ACE: A Cross-Platform Visual-Exoskeletons System for Low-Cost Dexterous Teleoperation
Shiqi Yang, Minghuan Liu, Yuzhe Qin, Runyu Ding, Jialong Li, Xuxin Cheng, Ruihan Yang, Sha Yi, Xiaolong Wang
TL;DR
ACE addresses the need for low-cost, cross-platform dexterous teleoperation to collect broad demonstrations for learning-based manipulation. It combines a hand-facing camera for 3D hand pose estimation with dual exoskeleton bases and uses forward kinematics for wrist tracking and inverse-kinematics based retargeting to map operator motion to various robot morphologies, using the explicit mapping $ \mathbf{x}_e = \gamma (\mathbf{x}_h - \mathbf{c}_h) + \mathbf{c}_t $ and the constrained optimization $ \min_{q_t} \sum_{i=0}^N \left| \alpha v_{it} - f_i(q_t) \right|^2 + \beta \left| q_t - q_{t-1} \right|^2 $ subject to $ q_l \le q_t \le q_u $. Empirically, ACE achieves ~1 mm FK accuracy, ~3 mm target-reaching errors across workspace scales, and supports imitation learning pipelines across multiple robot platforms, underscoring its potential for scalable dexterous manipulation research.
Abstract
Learning from demonstrations has shown to be an effective approach to robotic manipulation, especially with the recently collected large-scale robot data with teleoperation systems.
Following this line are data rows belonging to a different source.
PR #13836, opened 2020-11-03
python-markdown: update to version 3.3.3

BKPepe:
Maintainer: me

Description:
- Update to version 3.3.3
Changelog:  https://python-markdown.github.io/change_log/


jefferyto:
It looks like the setuptools run-time dependency was removed in 3.2.2 - can you confirm if python-setuptools is still needed in `DEPENDS`?

BKPepe:
Thanks for feedback and letting me know about this. I will check it.

BKPepe:
Indeed, python3-setuptools dependency is no longer needed. Removing it.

Building an efficient teleoperation system across diverse robot platforms has become more crucial than ever. However, there is a notable lack of cost-effective and user-friendly teleoperation systems for different end-effectors, e.g., anthropomorphic robot hands and grippers, that can operate across multiple platforms. To address this issue, we develop ACE, a cross-platform visual-exoskeleton system for low-cost dexterous teleoperation. Our system utilizes a hand-facing camera to capture 3D hand poses and an exoskeleton mounted on a portable base, enabling accurate real-time capture of both finger and wrist poses. Compared to previous systems, which often require hardware customization according to different robots, our single system can generalize to humanoid hands, arm-hands, arm-gripper, and quadruped-gripper systems with high-precision teleoperation. This enables imitation learning for complex manipulation tasks on diverse platforms.